Novel
antifolates with a 6-5 fused ring system, 6,7-dihydrocyclopenta [d]
pyrimidine, (3a,b and 4a,b) were synthesized on the basis of combined modification of the heterocycle and bridge regions of the
folate molecule. The synthetic method involves (1) synthesis of key intermediates of tert-butyl 4-[omega-(2-substituted-3-oxocyclopentanyl) alkyl]
benzoates (8a,b and 9a,b) by a
carbon-
carbon radical coupling of tert-butyl 4-(omega-iodoalkyl)benzoates (7a,b) with 2-substituted-2-cyclopenten-1-ones (5 and 6) utilizing
tributyltin hydride, (2) cyclization of either the methyl enol-
ethers derived from the 2-cyanocyclopentanones (8a,b) or the 2-(methoxycarbonyl)cyclopentanones (9a,b) themselves by treatment with
guanidine which leads to 6,7-dihydrocyclopenta [d]

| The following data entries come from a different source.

PR #4468, opened 2024-08-01
remove compile dependency on `:preload_order` MFA in `has_many`

### LINKED ISSUE #4466: `:preload_order` with MFA causes compile-time dependency to referenced module
### Elixir version

Elixir 1.15.6 (compiled with Erlang/OTP 26)

### Database and Version

N/A

### Ecto Versions

3.11.2

N/A

### Current behavior

In a schema definition, using the `:preload_order` on `has_many` with a MFA causes the file to have a compile-dependency to the referenced module.

```ex
schema "foo" do
  # `mix xref trace ...` reports a compile dependency to MyApp.Tag
  has_many :tags, MyApp.Tag, preload_order: {MyApp.Tag, :preload_order, []}
end
```

### Expected behavior

I don't think this is intended, I guess it's probably just a mistake, so I expect no compile-dependency here. I'll try to raise a PR fixing the issue

Gladear:
Expand AST on `has_many` opts. This is already done on `many_to_many` so I figured it shouldn't cause any problem.

Fixes #4466

### DIFF
--- a/lib/ecto/schema.ex
+++ b/lib/ecto/schema.ex
@@ -1035,6 +1035,7 @@ defmodule Ecto.Schema do
   """
   defmacro has_many(name, schema, opts \\ []) do
     schema = expand_literals(schema, __CALLER__)
+    opts = expand_literals(opts, __CALLER__)
 
     quote do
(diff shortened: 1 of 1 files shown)


josevalim:

PR #4469, opened 2024-08-01
`insert_all` with source (+ update syntax)

greg-rychlewski:
Closes https://github.com/elixir-ecto/ecto/issues/4464

I also think we can make it work with selecting just a source. This could be useful if for instance you are trying to move data to a new table.


greg-rychlewski:
I messed up. `fields` is already translated to `:source`. I'll try to see if there's anything else I can do.

lib/ecto/repo/schema.ex
```diff
@@ -116,6 +116,19 @@ defmodule Ecto.Repo.Schema do
...
+        select_fields = for {{:., _, [{:&, _, [^ix]}, field]}, [], []} <- fields, do: field
+        update_fields = Keyword.keys(args)
+
+        select_fields ++ update_fields
+        |> Enum.map(fn field ->
+          case dumper do
+            %{^field => {source, _, false}} -> source
+            %{} -> raise ArgumentError, "cannot select unwritable field `#{field}` for insert_all"
+            nil -> field
+          end
```
josevalim, line 129: Should we extract this `case` into a `dump_field` or `dump_insert_field` function?

lib/ecto/repo/schema.ex
```diff
@@ -116,6 +116,19 @@ defmodule Ecto.Repo.Schema do
     end
 
     header = case query.select do
+      %Ecto.Query.SelectExpr{expr: {:%{}, [], [{:|, _, [{:&, _, [ix]}, args]}]}, fields: fields} ->
+        select_fields = for {{:., _, [{:&, _, [^ix]}, field]}, [], []} <- fields, do: field
+        update_fields = Keyword.keys(args)
+
+        select_fields ++ update_fields
```
josevalim, line 123: Do we need to solve duplicates somehow?

We need a test for `%{map(p, [:lock_version]) | lock_version: 2}` and make sure the update wins?

josevalim: Btw, whenever possible, I prefer unit tests, because it has a way quicker feedback loop. I am not sure if we are unit testing this functionality though (we might!).

integration_test/cases/repo.exs
```diff
@@ -969,6 +969,80 @@ defmodule Ecto.Integration.RepoTest do
       source = from p in Permalink, select: %{url: p.title, post_id: ^post_id}
       assert {1, _} = TestRepo.insert_all(Permalink, source)
     end
+
+    @tag :upsert_all
+    @tag :with_conflict_target
+    @tag :returning
+    test "insert_all with query and source" do
```
josevalim, line 976: Is this feature related at all to conflict targets? They are orthogonal no? Could it be written in a simpler style, as the test above, or is it harder to test without a upsert?

lib/ecto/repo/schema.ex
```diff
@@ -116,6 +116,19 @@ defmodule Ecto.Repo.Schema do
     end
 
     header = case query.select do
+      %Ecto.Query.SelectExpr{expr: {:%{}, [], [{:|, _, [{:&, _, [ix]}, args]}]}, fields: fields} ->
```
greg-rychlewski, line 119: @josevalim There is an issue with taking `select.fields` because the fields have already been dumped. So the second dump will fail with the field has a `:source` option. And removing the second dump means we don't catch `read_only` fields.

The simplest way I can see to address this is to insert something into the field metadata when it is dumped into the planner [here](https://github.com/elixir-ecto/ecto/blob/master/lib/ecto/query/planner.ex#L2242).

Something like:

`{{:., [read_only: true/false], [{:&, [], [ix]}, field]}, [], []}` 

AFAIK this will break some tests but besides that it should be fair game to use the meta like this? We do it for something else [here](https://github.com/elixir-ecto/ecto/blob/master/lib/ecto/query/planner.ex#L1629). 

But please let me know what you think

josevalim: Yeah, I think it's fine to use meta for that!

greg-rychlewski:
@josevalim thanks for the great feedback. i believe i addressed all of it :)

lib/ecto/repo/schema.ex
```diff
@@ -271,6 +273,22 @@ defmodule Ecto.Repo.Schema do
     {rows, Enum.reverse(cast_params), counter}
   end
 
+  defp insert_all_select_dump!({{:., dot_meta, [{:&, _, [_]}, field]}, [], []}) do
+    if dot_meta[:read_only] == true do
```
josevalim, line 277: Just to confirm: we should check this only on upserts, right? A regular insert should allow writes even to read only columns, right?

greg-rychlewski: Right now we will ignore for even regular inserts with `Repo.insert` without conflict.  I think I understand your point though, you are asking how the data even gets in the table in the first place right?

I'm not 100% what is best. It feels a little odd to me to allow any kind of write. And there are other ways to get the data into the table like through a different schema or creating Ecto on top of an existing database or derived fields. But I think I get your point too.

greg-rychlewski: Maybe we need to change read_only to writable: true/false/insert_only? I think we need to support no inserts for calculated fields

josevalim: Ok, if we don't support them for inserts today, we need to be consistent.

josevalim:
@greg-rychlewski I have been thinking about this PR and I am not really sure if we should support the update the syntax. The biggest issue is that, if you write this:

    select: %{p | foo: 321}

It tells me you are selecting **all* of p and updating the value of `:foo`. The fact we are selecting only a subset is a bit awkward to me, even though it is the most logical. What would we do if the user really wants to select all of them in the future? Sorry for not noticing this earlier, but we can probably keep the other warts of this PR (except the update)?

lib/ecto/repo/schema.ex
greg-rychlewski: @josevalim We haven't released `read_only` yet so I could still change it to something else in another PR. Do you think it's better to change it to an option that supports 3 choices (write allowed, write never allowed, write allowed on inserts)

josevalim: I have a feeling we discussed this but I can’t recall the details. Maybe writeable: :always, :insert, :update or :never?

read_only is nice that it mirrors the repo option but probably not granular enough here.

Thoughts?

greg-rychlewski: We had discussed something similar: read_only, write_only, read_and_write. Though I think we rightly dismissed that idea.

I like this `writeable: :always, :insert, :update or :never`. It makes sense someone might want to insert a value and then never have it be touched again. Though if you agree, I would want to leave out the :update option at the beginning for simplicity and see if someone asks for it. It's a big tougher for me to envision a realistic scenario for it.

josevalim: Agreed with leaving :update out.

greg-rychlewski: So for next steps, how does this sound:

1. I update this PR based on your comment about update syntax but keep the `read_only` option for now
2. After 1 is merged I create a different PR to switch read_only for `writeable` (it will be a decent size PR so prefer splitting)

BTW before we go ahead, I understood your comment about selecting a subset of fields being weird with the update syntax. The only thing that is giving me pause is that we do the same for select queries like `Repo.all`. So would it make sense to support it to be consistent, or did you mean it's particularly weird for `insert`.

josevalim: Perfect!

> The only thing that is giving me pause is that we do the same for select queries like Repo.all. So would it make sense to support it to be consistent, or did you mean it's particularly weird for insert.

I meant it is particularly weird for insert. When I do `select: %{p | foo: 321}`, that returns all fields in `p` AND the updated `foo`. But in the insert it is returning only `foo`. Does it make sense? When we use subqueries we are also returning all fields. We could make it consistent and return all fields, but I don't think that's what people want?

greg-rychlewski: Ah I think I see what you are saying now. Looking at the code, the situation is more nuanced than I thought. 

It seems like we return both fields if the update is on a literal map, but if the update is on a source then we only select the update:

```elixir
TestRepo.insert!(%Barebone{})
    q1 = from b in Barebone, select: %{b | num: ^"1"}
    q2 = from b in Barebone, select: %{%{num: b.num} | num: ^"1"}
    sq1 = from s in subquery(q1), select: s
    sq2 = from s in subquery(q2), select: s

    TestRepo.one(q1, log: :error)
     # 07:20:55.377 [error] QUERY OK source="barebones" db=0.7ms queue=0.3ms
     # SELECT $1 FROM "barebones" AS b0 ["1"]

    TestRepo.one(q2, log: :error)
     # 07:20:55.379 [error] QUERY OK source="barebones" db=0.2ms queue=0.2ms
     # SELECT b0."num", $1 FROM "barebones" AS b0 ["1"]

    TestRepo.one(sq1, log: :error)
     # 07:20:55.380 [error] QUERY OK db=0.1ms queue=0.3ms
     # SELECT s0."num" FROM (SELECT $1 AS "num" FROM "barebones" AS sb0) AS s0 ["1"]
    
    TestRepo.one(sq2, log: :error)
     # ** (Ecto.SubQueryError) the following exception happened when compiling a subquery.
```

And the one that selects both does not work in a subquery. I think that makes sense though because from the parent query there would be no way to choose one or the other since they are both called the same thing. 

I wasn't around so can't be 100% sure, but based on the code it seems intentional that when updating a source the field is dropped:

https://github.com/elixir-ecto/ecto/blob/master/lib/ecto/query/planner.ex#L474
https://github.com/elixir-ecto/ecto/blob/master/lib/ecto/query/planner.ex#L1962

greg-rychlewski: I might be missing context but the way I make sense of the above:

1. It makes logical sense to drop the field so that it can be used in subqueries. But definitely there is a bit of a disconnect with the semantics, like you said.
2. I believe the reason it is not also done for literal maps is because the keys of the literal map are not necessarily what you are selecting in the query. So you can't really know what to drop.

josevalim: @greg-rychlewski the regular non-subquery case is pretty much an optimization: we don't bring data if we know it will be replaced. We could apply it to more cases too.

However, this looks like a bug to me:

     TestRepo.one(sq1, log: :error)
     # 07:20:55.380 [error] QUERY OK db=0.1ms queue=0.3ms
     # SELECT s0."num" FROM (SELECT $1 AS "num" FROM "barebones" AS sb0) AS s0 ["1"]

The query `q1 = from b in Barebone, select: %{b | num: ^"1"}` should mean "bring all of `b` and update `num`". If we are bringing only part of `b`, we need to fix that. If this is too hard to fix, we should deprecate this construct in subqueries.

We could make updating map literals in subquery work too, as long as it has the same semantics.

greg-rychlewski: For the sub query case, if we differentiate the two then how is the update to be interpreted? Just as an additional field that can be selected? Or if there is an update when does it happen exactly

josevalim: I would implement it as select all fields of `b` (which I think that's how `select: b` already works) and then replacing the field `num` by the expression given on update. Does that make sense?

greg-rychlewski: FWIW the update syntax to me always looks like we are throwing away the original value, subquery or not. Because the update is part of the select statement of the subquery it feels like it should be evaluated before it’s retuned to the parent. For example if you call a function on some columns you would only expect to get access to the result in the subquery but not the underlying columns.

josevalim: I think we want them to semantically behave as if they were outside of the subquery, right? Which should mirror their Elixir semantics as closely as possible too. So `%{b | num: ...}` should be returning all of `b` with `num`?

greg-rychlewski: > I would implement it as select all fields of b (which I think that's how select: b already works) and then replacing the field num by the expression given on update. Does that make sense?

What you said makes sense but to me it's also consistent with what happens today, namely this:

```elixir
 SELECT s0."num" FROM (SELECT $1 AS "num" FROM "barebones" AS sb0) AS s0 ["1"]
```

So I'm probably not understanding something. What would that query look like if you had to change it?

josevalim: To me it should return this:

    SELECT s0."fielda", so."fieldB", s0."num" FROM (SELECT "fielda", "fieldb", $1 AS "num" FROM "barebones" AS sb0) AS s0 ["1"]

The result above is only correct if "num" is the only field in Barebones! Maybe that's the case, which is why this discussion could be confusing? :D

greg-rychlewski: I have a feeling we might be saying the same thing but I'm not explaining myself properly. So in this PR and also all the subquery stuff, the only thing that happens is the fields being updated are replaced by the update expression.

josevalim: Sounds like a miscommunication indeed. :) And this test shows what I have been saying:

```
    test "supports update in maps" do
      query = from p in Post, select: %{p | text: p.title}
      query = plan(from(subquery(query), [])) |> elem(0)
      assert "%{id: &0.id(), title: &0.title(), text: &0.title()}" =
             Macro.to_string(query.from.source.query.select.expr)
    end
```

So I think we are all good. :)

greg-rychlewski: Ah my bad. I picked bare-bones too try to simplify the discussion but it backfired.

Since insert_all is functioning like a subquery does that also mean you’re ok to use the update syntax there as well?

josevalim: If the insert is inserting all fields in the source, then yes!

greg-rychlewski: oh yes 100% it will always insert all the fields. it's not possible with this change to insert less. it might be this part looks weird:

```elixir
%Ecto.Query.SelectExpr{expr: {:%{}, [], [{:|, _, [{:&, _, [ix]}, args]}]}, fields: fields} ->
    select_fields = for {{:., _, [{:&, _, [^ix]}, _]}, [], []} = expr <- fields, do: insert_all_select_dump!(expr)
    update_fields = args |> Keyword.keys() |> Enum.map(&insert_all_select_dump!(&1, dumper))
    select_fields ++ update_fields
```

the reason for the filtering comprehension is because the planner will replace the field with the update expression in `select.fields`. so we can't extract the field name from it and instead we need to take it from the keys in `args`.

if this sounds ok then the current PR is ready for review

josevalim (approved):

lib/ecto/repo/schema.ex
josevalim: Apologies then, I misunderstood the code, and this was all my confusion. I guess there at least no stones left unturned. :)

greg-rychlewski: No worries at all. It also took me a lot of digging to make sure this is making sense. I could have done a better job pointing out the weird parts.

greg-rychlewski:
@josevalim I'll get the `read_only` -> `writeable` change done this week so we are not stuck not being able to release for long. In case someone asks you to

Issue #4470, opened 2024-08-03
Should we allow disabling of Ecto cache on specific queries?


greg-rychlewski:
### Elixir version

all

### Database and Version

all

### Ecto Versions

all

### Database Adapter and Versions (postgrex, myxql, etc)

all

### Current behavior

I believe all queries are using the Ecto cache with no API no turn it off.

### Expected behavior

This forum post makes me think there is a valid use case to make it configurable per query: https://elixirforum.com/t/ecto-query-cache-seems-to-grow-without-limits/65326

The use case is they are issuing "one and done" kind of queries to do some clean up. These queries are utilizing `values` which is cached based on a count of the number of entries. So each new count creates a new cache entry would could potentially be very big in size (they are saying 200-600 params per query). Since these are big queries that aren't meant to be repeatedly used it might make sense to let them disable the cache?

josevalim:
We should disable the cache for `values` queries unless the values are somehow passed as parameters.

josevalim:
We do something similar for `in` in SQL queries.

PR #4471, opened 2024-08-03
Disable cache for values lists

greg-rychlewski:
Closes https://github.com/elixir-ecto/ecto/issues/4470

The cache key used to be like this `{:values, [], [[num: :integer], 2]}`. Basically we need the types (due to needing to cast the values) and the number of rows in order for the cache to work properly.

This has the potential to produce a lot of cache entries if the types or number of rows varies. In the attached issue we had a report of someone issuing many queries with 200-600 values in them. So each stored query string has the potential to be quite large.

### DIFF
--- a/lib/ecto/query/api.ex
+++ b/lib/ecto/query/api.ex
@@ -521,6 +521,8 @@ defmodule Ecto.Query.API do
   Each field must be given a type or an error is raised. Any type that can be specified in
   a schema may be used.
 
+  Queries using a values list are not cacheable by Ecto.
+
   ## Select example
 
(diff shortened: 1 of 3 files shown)


josevalim (approved):

josevalim:
We should potentially updated documentation to say that it disables the cache.

greg-rychlewski:
@dlindenkreuz I think this was based on your report. Just giving you an FYI

greg-rychlewski:
Also FWIW, the `prepare: unnamed/named` option being discussed in the forum post are related to Postgres. Whether they save prepared statements or not. So wouldn't affect the issue you had. Also `insert` does not have the issue because it does not use the query planner in the same way.

PR #4473, opened 2024-08-05
Fix edge case for insert_all with selecting a source with updates

greg-rychlewski:
I missed an edge case yesterday.

If the user updates with a field from the same source we have to worry about duplicate headers. What happens is the updated field gets moved to the bottom of `select.fields` but keeps its expression. So the for comprehension we are using to filter out updates won't know it's an update.

### DIFF
--- a/lib/ecto/repo/schema.ex
+++ b/lib/ecto/repo/schema.ex
@@ -125,7 +125,10 @@ defmodule Ecto.Repo.Schema do
                 do: insert_all_select_dump!(expr)
 
           updated_fields = args |> Keyword.keys() |> Enum.map(&insert_all_select_dump!(&1, dumper))
-          unchanged_fields ++ updated_fields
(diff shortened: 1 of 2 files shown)


lib/ecto/repo/schema.ex
```diff
@@ -120,11 +120,19 @@ defmodule Ecto.Repo.Schema do
     header =
       case query.select do
         %Ecto.Query.SelectExpr{expr: {:%{}, [], [{:|, _, [{:&, _, [ix]}, args]}]}, fields: fields} ->
+          {updated_fields, updated_set} =
+            args
+            |> Keyword.keys()
+            |> Enum.map_reduce(MapSet.new(), fn field, set ->
```
josevalim, line 126:
```suggestion
            Enum.map_reduce(args, MapSet.new(), fn {field, _}, set ->
```

josevalim (approved):

PR #1653, opened 2024-12-22
feat(cmd): read password from file

### LINKED ISSUE #1610: Read wallet password from the file

Currently, to start the node, the user must provide the wallet password as an argument to the `pactus-daemon` executable. This approach is particularly vulnerable, even if `pactus-daemon` is run as `sudo` by a non-root user. For example, if the server gets compromised, it is easy to retrieve the wallet password without needing the `sudo` password by using a command like:

```
ps -p $(pidof pactus-daemon) -o args
```

To improve the security of the node, we can store the password in a file that is readable only by `sudo`. Then, the `pactus-daemon` process can be run with `sudo` and read the password from this file. This approach enhances security by protecting the wallet password with the `sudo` password.

Ja7ad:
## Description

Add switch `password-from-file` to read password from file content.

## Related issue(s)

- Fixes #1610


util/utils.go
```diff
@@ -160,3 +163,23 @@ func FormatBytesToHumanReadable(bytes uint64) string {
 
 	return fmt.Sprintf("%.2f %s", value, unit)
 }
+
+// ReadFileContent reads the content of the file at the given path
+// up to the specified maxSize. It returns the content as a string
+// and any error encountered.
+func ReadFileContent(filePath string) (string, error) {
```
b00f, line 170: We have `util.ReadFile`, use that function instead.

b00f (changes requested):

cmd/daemon/start.go
```diff
@@ -49,8 +54,15 @@ func buildStartCmd(parentCmd *cobra.Command) {
 			}
 
 			var password string
+
 			if *passwordOpt != "" {
 				password = *passwordOpt
+			} else if *passwordFromFileOpt != "" {
+				b, err := util.ReadFile(*passwordFromFileOpt)
+				if err != nil {
+					return "", false
```
b00f, line 63: What happens here? Do we show user the error?

Ja7ad: > What happens here? Do we show user the error? 

We show invalid password, don't need to handle error.

b00f: No, better we show proper error here, file error and exit

cmd/daemon/start.go
```diff
@@ -49,8 +54,13 @@ func buildStartCmd(parentCmd *cobra.Command) {
 			}
 
 			var password string
+
 			if *passwordOpt != "" {
 				password = *passwordOpt
+			} else if *passwordFromFileOpt != "" {
+				b, err := util.ReadFile(*passwordFromFileOpt)
+				cmd.FatalErrorCheck(err)
+				password = strings.TrimSpace(string(b))
```
b00f, line 63:
```suggestion

				password = strings.TrimSpace(string(b))
```

b00f (approved):

b00f (approved):

PR #1666, opened 2025-01-13
feat(zeromq): add block info publisher

### LINKED ISSUE #1658: PIP-36: Implement Block Info Publisher
## Description:

Implement the `Raw Block Publisher`, which will handle notifications related to raw block data. 
This publisher should implement the `Publisher` interface and handle sending raw block data as per the PIP-36 specifications.  

### Tasks:

- Implement `BlockInfoPublisher` struct under `www/zmq`  
- Ensure it correctly implements the `Publisher` interface  
- Add functionality for sending raw block data notifications  
- Write unit tests to ensure the publisher behaves as expected

Ja7ad:
## Description

Add block info publisher 

## Related issue(s)

- Fixes #1658


state/state.go
```diff
@@ -752,5 +752,8 @@ func (st *state) publishEvent(msg any) {
 		return
 	}
 
-	st.eventCh <- msg
+	select {
```
b00f, line 755: Why do we need select here?

www/zmq/block_info_publisher.go
```diff
@@ -7,6 +7,7 @@ import (
 )
 
 type blockInfoPub struct {
+	seqNo uint32
 	basePub
```
b00f, line 11: Move it one line up. Add one new line between them

www/zmq/util.go
```diff
@@ -0,0 +1,30 @@
+package zmq
+
+import (
+	"encoding/binary"
+
+	"github.com/pactus-project/pactus/crypto"
+)
+
+func makeTopicMsg(parts ...any) []byte {
```
b00f, line 9: I feel we can add it to the base and then add topic and seq at the beginning and end of all topic messages.

www/zmq/block_info_publisher_test.go
```diff
@@ -0,0 +1,67 @@
...
+	"testing"
+	"time"
+
+	"github.com/go-zeromq/zmq4"
+	"github.com/stretchr/testify/require"
+)
+
+func TestBlockInfoPublisher(t *testing.T) {
+	td := setup(t)
+	defer td.cleanup()
```
Ja7ad, line 16: @b00f We have race condition here, what you think to fix it?

state/state.go
Ja7ad: > Why do we need select here?

Select prevent panic on send message on closed channel.

b00f (approved):

PR #1682, opened 2025-02-02
fix(firewall): remove decoding bundle for expired message

### LINKED ISSUE #1649: Remove decoding bundle for expired message
We decode the bundle to detect the consensus height for nodes running on version 1.6.3 and lower. This helps maintain backward compatibility until the majority of the network upgrades. We can remove the bundle decoding in version 1.8.0 to simplify the code logic.

ja7ad:
## Description

Remove decoding bundle for expired message

## Related issue(s)

- Fixes #1649


b00f (approved):

sync/firewall/firewall.go
```diff
@@ -217,35 +217,20 @@ func (f *Firewall) isExpiredMessage(msgData []byte) bool {
...
 
-	// TODO: we remove on the version v1.8.0
-	consensusHeightExtracted := false
-	var consensusHeight uint32
+	// Validate the format before extracting consensusHeight
 	consensusHeightBytes := msgData[msgLen-6:]
-	// Check if consensus height is set. Refer to the bundle encoding for more details.
-	if consensusHeightBytes[0] == 0x04 && consensusHeightBytes[1] == 0x1a {
-		consensusHeight = binary.BigEndian.Uint32(consensusHeightBytes[2:])
+	if consensusHeightBytes[0] != 0x04 || consensusHeightBytes[1] != 0x1a {
```
b00f, line 222: This line can be removed.

b00f (approved):

b00f (approved):

b00f (changes requested):
@Ja7ad 

If the reported consensus height in a message (here)  is not same as the actual consensus height of a message, sender should be banned.

Ja7ad:
> @Ja7ad
> 
> If the reported consensus height in a message (here) is not same as the actual consensus height of a message, sender should be banned.

What your suggestion for fix this issue?

b00f (approved):

PR #1683, opened 2025-02-02
feat(wallet-cmd): add Neuter command for wallet

### LINKED ISSUE #1661: Add `Neuter` command for wallet
## Describe the problem you'd like to solve

Currently, there is no way to *neuter* a wallet.  
A neutered wallet is a wallet that does not store private keys or seeds. It is a read-only wallet and can only be used to retrieve balances or stakes.  
For BLS keys, it can also create new addresses without needing the private key.  

While the vault object supports neutered wallets, we currently lack a command to convert a full wallet into a neutered wallet.

We need to add a new command to the wallet application to neuter a wallet.  
The command should check if the wallet is full or already neutered. If it is a full wallet, it should create a neutered copy and save it to the specified path.

Ja7ad:
## Description

Add Neuter command for wallet

## Related issue(s)

- Fixes #1661

### DIFF
--- a/cmd/wallet/neuter.go
+++ b/cmd/wallet/neuter.go
@@ -1,0 +1,24 @@
+package main
+
+import (
+	"github.com/pactus-project/pactus/cmd"
+	"github.com/spf13/cobra"
+)
+
+func buildNeuterCmd(parentCmd *cobra.Command) {
+	neuterCmd := &cobra.Command{
+		Use:   "neuter",
+		Short: "Convert full wallet to read-only wallet and can only be used to retrieve balances or stakes",
+	}
+	parentCmd.AddCommand(neuterCmd)
+
+	neuterCmd.Run = func(_ *cobra.Command, _ []string) {
+		wlt, err := openWallet()
+		cmd.FatalErrorCheck(err)
+
+		neuteredWallet := wlt.Neuter()
+
+		err = neuteredWallet.Save()
+		cmd.FatalErrorCheck(err)
+	}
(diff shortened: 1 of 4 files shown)


cmd/wallet/neuter.go
```diff
@@ -0,0 +1,24 @@
...
+
+import (
+	"github.com/pactus-project/pactus/cmd"
+	"github.com/spf13/cobra"
+)
+
+func buildNeuterCmd(parentCmd *cobra.Command) {
+	neuterCmd := &cobra.Command{
+		Use:   "neuter",
+		Short: "convert full wallet to read-only wallet and can only be used to retrieve balances or stakes",
```
b00f, line 11:
```suggestion
		Short: "convert full wallet to neutered wallet and can only be used to retrieve balances or stakes",
```

wallet/wallet.go
```diff
@@ -548,3 +548,16 @@ func (w *Wallet) Info() *Info {
...
 	}
 }
+
+func (w *Wallet) Neuter() *Wallet {
+	clonedStore := w.store.Clone()
+	clonedStore.Vault = w.store.Vault.Neuter()
+
+	neuteredWallet := &Wallet{
+		store:      clonedStore,
+		path:       w.path + "_neutered",
```
b00f, line 558:
```suggestion
		path:       w.path + ".neutered",
```

b00f (approved):

b00f (approved):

pyrimidines with a 4-(tert-butoxycarbonyl)phenylalkyl group (11a,b and 14a,
b), (3) deprotection to the corresponding
carboxylic acids (12a,b and 15a,b), and (4) amidation with diethyl
glutamate and deesterification. Potent
dihydrofolate reductase inhibition and highly potent cell growth inhibition were found with 2,4-diaminopyrimidine-fused
cyclopentene compounds containing the
trimethylene (3a) or
ethylene bridge (3b) but not with the corresponding 2-amino-4-hydroxy analogs (4a,b). Compounds 3a and 3b were more growth inhibitory to several tumor cell lines (P388, colon 26, colon 38, and KB) than was
methotrexate, with 3a being the most potent. Both 3a and 3b gave increases in the lifespan of P388 leukemic mice comparable to that observed with MTX. Both compounds were therapeutic against colon 26
colorectal carcinoma in mice. Compound 3a was highly effective against
LC-6 non-small cell lung carcinoma in nude mice.